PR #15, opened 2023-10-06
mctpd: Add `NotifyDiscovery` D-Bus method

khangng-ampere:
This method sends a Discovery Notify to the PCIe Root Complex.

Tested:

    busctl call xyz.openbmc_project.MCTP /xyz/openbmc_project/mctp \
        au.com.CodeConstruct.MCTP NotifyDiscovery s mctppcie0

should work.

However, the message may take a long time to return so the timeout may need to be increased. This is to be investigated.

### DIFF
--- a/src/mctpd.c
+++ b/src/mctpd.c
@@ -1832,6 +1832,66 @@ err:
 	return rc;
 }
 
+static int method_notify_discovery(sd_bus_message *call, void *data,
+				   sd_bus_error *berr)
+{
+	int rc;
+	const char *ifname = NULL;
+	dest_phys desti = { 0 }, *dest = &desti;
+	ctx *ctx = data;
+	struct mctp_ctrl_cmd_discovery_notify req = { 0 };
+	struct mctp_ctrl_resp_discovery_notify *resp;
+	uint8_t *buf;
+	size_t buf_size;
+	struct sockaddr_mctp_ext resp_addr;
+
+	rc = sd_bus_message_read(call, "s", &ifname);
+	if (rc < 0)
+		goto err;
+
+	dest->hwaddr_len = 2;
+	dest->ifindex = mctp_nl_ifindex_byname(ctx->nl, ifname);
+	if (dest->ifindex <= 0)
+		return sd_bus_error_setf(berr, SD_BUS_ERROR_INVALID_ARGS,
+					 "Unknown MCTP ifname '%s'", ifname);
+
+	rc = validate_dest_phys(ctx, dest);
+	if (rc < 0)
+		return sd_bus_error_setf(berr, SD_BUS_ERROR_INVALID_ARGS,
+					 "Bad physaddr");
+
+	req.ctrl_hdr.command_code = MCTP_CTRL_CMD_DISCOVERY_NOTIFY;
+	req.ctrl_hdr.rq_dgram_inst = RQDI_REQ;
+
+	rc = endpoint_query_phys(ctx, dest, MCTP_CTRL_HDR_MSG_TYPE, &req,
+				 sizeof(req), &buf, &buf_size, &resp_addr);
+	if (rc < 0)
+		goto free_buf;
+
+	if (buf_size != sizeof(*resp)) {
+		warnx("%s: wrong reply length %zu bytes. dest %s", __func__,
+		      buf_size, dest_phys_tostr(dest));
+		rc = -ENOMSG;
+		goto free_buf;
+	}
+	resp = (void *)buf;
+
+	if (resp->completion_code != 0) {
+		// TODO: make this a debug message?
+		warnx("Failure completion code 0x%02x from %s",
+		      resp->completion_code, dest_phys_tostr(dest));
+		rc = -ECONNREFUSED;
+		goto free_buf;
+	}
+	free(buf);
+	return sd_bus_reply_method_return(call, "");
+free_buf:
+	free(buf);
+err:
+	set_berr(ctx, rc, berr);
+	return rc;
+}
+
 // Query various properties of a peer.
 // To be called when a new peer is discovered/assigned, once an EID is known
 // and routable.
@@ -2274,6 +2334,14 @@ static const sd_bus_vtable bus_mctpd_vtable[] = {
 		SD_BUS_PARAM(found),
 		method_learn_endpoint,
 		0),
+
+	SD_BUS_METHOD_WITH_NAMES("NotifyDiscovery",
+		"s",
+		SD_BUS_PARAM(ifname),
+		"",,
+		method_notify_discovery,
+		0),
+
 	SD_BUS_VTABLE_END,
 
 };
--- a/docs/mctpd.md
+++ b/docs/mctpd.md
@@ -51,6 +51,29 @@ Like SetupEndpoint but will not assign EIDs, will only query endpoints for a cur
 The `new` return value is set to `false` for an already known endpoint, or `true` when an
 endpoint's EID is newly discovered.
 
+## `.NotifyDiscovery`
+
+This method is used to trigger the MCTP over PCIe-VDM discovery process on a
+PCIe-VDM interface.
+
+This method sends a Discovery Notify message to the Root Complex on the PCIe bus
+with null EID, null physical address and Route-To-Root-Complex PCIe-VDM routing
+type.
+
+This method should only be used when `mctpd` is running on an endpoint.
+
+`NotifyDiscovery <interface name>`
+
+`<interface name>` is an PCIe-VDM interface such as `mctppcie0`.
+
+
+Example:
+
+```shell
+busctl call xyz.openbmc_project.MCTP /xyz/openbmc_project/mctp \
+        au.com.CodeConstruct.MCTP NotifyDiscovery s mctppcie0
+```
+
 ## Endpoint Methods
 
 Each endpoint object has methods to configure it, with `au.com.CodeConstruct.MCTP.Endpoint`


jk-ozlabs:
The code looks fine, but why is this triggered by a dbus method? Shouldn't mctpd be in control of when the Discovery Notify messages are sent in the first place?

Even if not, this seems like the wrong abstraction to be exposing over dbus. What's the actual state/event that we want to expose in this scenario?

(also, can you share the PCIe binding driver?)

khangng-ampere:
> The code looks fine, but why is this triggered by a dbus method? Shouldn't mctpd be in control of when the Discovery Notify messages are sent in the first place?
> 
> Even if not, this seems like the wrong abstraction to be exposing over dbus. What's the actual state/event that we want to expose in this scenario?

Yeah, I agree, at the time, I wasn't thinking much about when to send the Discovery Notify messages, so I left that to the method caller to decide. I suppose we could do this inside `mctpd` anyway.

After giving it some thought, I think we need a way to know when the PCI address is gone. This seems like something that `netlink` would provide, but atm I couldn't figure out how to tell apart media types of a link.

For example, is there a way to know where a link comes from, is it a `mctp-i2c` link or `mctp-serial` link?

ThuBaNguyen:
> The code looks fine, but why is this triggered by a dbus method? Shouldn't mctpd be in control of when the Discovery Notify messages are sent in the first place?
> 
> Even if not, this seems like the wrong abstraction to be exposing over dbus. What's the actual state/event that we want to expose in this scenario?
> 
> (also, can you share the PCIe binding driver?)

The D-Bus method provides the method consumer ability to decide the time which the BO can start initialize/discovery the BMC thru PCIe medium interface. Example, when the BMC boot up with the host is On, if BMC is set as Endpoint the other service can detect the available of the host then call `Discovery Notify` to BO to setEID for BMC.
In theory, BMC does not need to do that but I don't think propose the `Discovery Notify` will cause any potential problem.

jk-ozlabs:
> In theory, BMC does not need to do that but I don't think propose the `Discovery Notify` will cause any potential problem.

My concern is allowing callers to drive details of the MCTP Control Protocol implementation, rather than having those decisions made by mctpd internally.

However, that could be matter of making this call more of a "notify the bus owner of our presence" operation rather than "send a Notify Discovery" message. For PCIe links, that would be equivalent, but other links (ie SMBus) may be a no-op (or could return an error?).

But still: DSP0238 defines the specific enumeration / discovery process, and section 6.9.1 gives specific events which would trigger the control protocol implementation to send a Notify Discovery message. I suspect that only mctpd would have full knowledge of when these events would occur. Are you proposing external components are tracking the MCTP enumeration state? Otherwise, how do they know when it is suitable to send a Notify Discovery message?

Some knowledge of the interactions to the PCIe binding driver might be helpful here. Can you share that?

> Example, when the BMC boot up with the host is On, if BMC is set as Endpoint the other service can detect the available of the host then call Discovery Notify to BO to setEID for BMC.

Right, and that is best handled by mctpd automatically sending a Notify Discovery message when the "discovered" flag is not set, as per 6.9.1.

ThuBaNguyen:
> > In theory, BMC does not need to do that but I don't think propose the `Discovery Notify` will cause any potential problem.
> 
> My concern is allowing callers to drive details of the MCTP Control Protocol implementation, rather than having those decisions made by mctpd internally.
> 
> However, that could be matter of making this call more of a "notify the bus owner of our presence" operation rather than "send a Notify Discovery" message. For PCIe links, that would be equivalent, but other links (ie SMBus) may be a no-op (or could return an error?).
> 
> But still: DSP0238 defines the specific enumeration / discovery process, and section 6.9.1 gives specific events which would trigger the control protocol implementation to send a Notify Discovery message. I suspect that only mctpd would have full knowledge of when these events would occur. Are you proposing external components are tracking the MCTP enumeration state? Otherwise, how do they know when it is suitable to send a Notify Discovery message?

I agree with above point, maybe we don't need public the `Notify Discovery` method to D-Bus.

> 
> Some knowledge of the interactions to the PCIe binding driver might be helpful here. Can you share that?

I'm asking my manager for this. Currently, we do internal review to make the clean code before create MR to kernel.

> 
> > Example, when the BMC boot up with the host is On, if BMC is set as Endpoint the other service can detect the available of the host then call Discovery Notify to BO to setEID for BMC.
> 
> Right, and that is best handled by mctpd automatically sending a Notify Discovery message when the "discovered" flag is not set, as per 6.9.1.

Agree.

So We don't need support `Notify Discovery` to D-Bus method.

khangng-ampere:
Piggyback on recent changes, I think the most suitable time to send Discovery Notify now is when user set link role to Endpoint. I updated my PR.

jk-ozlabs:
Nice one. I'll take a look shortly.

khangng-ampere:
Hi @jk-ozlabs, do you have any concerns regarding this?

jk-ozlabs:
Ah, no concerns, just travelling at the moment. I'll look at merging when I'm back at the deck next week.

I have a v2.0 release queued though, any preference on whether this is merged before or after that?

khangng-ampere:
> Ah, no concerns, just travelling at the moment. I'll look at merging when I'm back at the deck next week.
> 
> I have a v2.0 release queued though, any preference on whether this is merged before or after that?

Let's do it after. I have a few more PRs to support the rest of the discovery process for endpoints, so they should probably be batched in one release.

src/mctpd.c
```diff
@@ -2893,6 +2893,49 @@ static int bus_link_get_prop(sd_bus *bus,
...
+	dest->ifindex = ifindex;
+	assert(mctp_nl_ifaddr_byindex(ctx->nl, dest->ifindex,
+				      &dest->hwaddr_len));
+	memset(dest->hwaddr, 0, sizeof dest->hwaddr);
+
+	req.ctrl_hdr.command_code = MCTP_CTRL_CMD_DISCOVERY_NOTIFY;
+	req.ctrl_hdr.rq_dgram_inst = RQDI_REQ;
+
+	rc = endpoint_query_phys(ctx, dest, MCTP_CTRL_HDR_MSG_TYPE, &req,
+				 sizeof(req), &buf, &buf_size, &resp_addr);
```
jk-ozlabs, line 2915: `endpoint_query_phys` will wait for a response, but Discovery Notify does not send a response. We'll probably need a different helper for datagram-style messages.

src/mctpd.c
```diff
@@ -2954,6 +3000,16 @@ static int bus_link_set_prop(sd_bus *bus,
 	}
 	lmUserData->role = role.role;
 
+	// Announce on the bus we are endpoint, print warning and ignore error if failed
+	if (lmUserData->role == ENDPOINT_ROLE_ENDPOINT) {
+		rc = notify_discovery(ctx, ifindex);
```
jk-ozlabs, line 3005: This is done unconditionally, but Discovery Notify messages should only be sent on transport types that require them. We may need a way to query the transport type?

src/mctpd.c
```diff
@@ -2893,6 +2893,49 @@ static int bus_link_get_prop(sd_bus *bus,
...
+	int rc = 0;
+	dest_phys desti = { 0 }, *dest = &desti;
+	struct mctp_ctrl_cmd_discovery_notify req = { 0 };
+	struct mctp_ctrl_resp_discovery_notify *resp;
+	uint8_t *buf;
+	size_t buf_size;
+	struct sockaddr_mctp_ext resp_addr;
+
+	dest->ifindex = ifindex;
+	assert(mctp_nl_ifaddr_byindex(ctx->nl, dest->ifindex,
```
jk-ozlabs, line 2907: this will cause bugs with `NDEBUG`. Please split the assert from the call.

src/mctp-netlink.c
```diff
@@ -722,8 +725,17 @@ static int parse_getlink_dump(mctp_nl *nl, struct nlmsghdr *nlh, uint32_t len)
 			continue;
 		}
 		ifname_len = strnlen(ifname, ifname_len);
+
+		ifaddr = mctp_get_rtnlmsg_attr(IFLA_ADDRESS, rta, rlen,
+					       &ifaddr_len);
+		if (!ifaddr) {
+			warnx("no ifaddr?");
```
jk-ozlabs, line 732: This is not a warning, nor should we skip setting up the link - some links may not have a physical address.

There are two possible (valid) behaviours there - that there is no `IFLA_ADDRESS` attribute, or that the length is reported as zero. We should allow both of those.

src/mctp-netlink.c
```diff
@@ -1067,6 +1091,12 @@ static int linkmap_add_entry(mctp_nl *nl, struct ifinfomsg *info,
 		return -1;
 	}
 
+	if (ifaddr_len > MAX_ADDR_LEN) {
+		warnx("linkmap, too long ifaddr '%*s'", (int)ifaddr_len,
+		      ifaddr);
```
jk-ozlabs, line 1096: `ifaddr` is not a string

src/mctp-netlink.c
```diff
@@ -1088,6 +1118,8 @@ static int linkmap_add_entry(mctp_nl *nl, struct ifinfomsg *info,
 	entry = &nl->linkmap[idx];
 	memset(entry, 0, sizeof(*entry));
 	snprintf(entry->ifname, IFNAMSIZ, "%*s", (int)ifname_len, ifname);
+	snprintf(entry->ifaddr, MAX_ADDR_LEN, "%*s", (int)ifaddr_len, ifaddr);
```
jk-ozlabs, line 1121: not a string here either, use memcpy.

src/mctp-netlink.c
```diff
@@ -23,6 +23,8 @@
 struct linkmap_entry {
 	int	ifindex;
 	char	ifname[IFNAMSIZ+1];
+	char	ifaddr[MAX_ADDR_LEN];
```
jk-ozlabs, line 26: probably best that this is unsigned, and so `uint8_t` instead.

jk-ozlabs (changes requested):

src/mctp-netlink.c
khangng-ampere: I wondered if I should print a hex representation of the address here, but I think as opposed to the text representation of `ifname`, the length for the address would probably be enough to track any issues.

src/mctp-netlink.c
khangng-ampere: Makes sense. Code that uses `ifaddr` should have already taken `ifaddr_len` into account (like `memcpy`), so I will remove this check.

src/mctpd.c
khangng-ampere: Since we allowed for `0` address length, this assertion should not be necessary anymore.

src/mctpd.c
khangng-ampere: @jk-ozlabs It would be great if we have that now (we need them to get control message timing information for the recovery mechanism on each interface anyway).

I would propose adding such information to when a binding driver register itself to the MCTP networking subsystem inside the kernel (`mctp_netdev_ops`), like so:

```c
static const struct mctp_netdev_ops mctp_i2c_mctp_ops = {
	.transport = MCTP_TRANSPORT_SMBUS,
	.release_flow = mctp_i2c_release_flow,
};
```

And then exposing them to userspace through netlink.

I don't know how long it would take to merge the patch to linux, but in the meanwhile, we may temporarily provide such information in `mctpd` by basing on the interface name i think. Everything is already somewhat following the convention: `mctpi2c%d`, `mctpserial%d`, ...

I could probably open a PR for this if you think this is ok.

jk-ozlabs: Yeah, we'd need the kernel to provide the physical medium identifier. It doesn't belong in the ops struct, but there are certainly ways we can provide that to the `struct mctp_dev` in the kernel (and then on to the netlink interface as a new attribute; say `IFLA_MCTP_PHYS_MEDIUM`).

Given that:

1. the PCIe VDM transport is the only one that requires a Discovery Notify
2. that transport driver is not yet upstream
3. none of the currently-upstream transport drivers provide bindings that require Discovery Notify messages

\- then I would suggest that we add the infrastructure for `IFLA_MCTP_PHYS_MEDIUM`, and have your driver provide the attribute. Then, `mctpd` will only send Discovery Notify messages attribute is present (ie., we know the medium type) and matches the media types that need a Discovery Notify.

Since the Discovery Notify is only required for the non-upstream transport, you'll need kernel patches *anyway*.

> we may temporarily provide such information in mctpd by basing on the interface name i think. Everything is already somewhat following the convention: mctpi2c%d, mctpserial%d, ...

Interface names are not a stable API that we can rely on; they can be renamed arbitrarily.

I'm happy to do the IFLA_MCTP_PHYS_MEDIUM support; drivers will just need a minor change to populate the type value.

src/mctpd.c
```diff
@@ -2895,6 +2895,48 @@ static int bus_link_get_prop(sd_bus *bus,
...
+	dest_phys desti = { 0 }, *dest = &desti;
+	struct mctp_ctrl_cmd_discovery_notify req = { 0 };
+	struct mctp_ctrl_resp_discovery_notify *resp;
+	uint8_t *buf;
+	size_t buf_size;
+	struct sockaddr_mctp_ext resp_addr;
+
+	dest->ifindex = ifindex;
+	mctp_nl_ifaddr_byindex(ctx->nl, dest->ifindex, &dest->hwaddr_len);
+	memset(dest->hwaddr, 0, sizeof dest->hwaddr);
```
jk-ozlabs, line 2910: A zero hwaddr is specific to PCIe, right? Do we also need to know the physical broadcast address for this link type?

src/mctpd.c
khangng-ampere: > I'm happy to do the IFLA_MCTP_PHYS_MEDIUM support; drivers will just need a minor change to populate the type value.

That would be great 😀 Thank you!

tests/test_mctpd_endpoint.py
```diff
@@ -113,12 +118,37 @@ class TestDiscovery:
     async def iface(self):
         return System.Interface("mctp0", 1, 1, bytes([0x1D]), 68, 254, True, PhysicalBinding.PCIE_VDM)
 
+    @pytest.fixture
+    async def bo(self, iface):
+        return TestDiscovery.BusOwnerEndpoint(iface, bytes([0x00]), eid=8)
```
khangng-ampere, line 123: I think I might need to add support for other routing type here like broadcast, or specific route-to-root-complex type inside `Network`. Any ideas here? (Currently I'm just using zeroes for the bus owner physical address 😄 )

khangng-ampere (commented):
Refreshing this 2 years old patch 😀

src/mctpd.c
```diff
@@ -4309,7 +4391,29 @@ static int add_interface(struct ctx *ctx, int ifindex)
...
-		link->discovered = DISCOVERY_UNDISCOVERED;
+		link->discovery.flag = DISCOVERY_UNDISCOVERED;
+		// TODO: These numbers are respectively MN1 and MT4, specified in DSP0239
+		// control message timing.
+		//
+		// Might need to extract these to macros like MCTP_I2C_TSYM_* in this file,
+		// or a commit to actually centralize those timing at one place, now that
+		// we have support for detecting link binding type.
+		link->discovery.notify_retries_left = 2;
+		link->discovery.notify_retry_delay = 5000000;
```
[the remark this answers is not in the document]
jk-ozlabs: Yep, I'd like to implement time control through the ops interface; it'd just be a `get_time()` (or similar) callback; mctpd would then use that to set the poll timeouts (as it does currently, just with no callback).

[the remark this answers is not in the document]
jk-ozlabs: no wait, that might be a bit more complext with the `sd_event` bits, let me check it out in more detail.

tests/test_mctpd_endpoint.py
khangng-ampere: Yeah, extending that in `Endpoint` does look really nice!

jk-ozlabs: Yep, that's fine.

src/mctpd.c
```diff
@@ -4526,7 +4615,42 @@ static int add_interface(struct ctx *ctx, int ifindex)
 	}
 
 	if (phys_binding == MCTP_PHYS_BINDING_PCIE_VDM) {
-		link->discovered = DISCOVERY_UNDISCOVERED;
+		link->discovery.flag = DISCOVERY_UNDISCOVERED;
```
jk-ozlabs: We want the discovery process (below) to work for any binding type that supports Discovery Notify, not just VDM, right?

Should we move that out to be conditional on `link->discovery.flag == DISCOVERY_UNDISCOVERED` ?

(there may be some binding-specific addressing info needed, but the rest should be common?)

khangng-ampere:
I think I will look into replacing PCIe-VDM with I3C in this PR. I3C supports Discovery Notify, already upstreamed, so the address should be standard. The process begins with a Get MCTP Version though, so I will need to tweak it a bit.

• **Aim of the task**:
Beginning of the records through the line with "(dest->ifindex <= 0)": return that span exactly and stop there.

• **Exercise output**:
PR #15, opened 2023-10-06
mctpd: Add `NotifyDiscovery` D-Bus method

khangng-ampere:
This method sends a Discovery Notify to the PCIe Root Complex.

Tested:

    busctl call xyz.openbmc_project.MCTP /xyz/openbmc_project/mctp \
        au.com.CodeConstruct.MCTP NotifyDiscovery s mctppcie0

should work.

However, the message may take a long time to return so the timeout may need to be increased. This is to be investigated.

### DIFF
--- a/src/mctpd.c
+++ b/src/mctpd.c
@@ -1832,6 +1832,66 @@ err:
 	return rc;
 }
 
+static int method_notify_discovery(sd_bus_message *call, void *data,
+				   sd_bus_error *berr)
+{
+	int rc;
+	const char *ifname = NULL;
+	dest_phys desti = { 0 }, *dest = &desti;
+	ctx *ctx = data;
+	struct mctp_ctrl_cmd_discovery_notify req = { 0 };
+	struct mctp_ctrl_resp_discovery_notify *resp;
+	uint8_t *buf;
+	size_t buf_size;
+	struct sockaddr_mctp_ext resp_addr;
+
+	rc = sd_bus_message_read(call, "s", &ifname);
+	if (rc < 0)
+		goto err;
+
+	dest->hwaddr_len = 2;
+	dest->ifindex = mctp_nl_ifindex_byname(ctx->nl, ifname);
+	if (dest->ifindex <= 0)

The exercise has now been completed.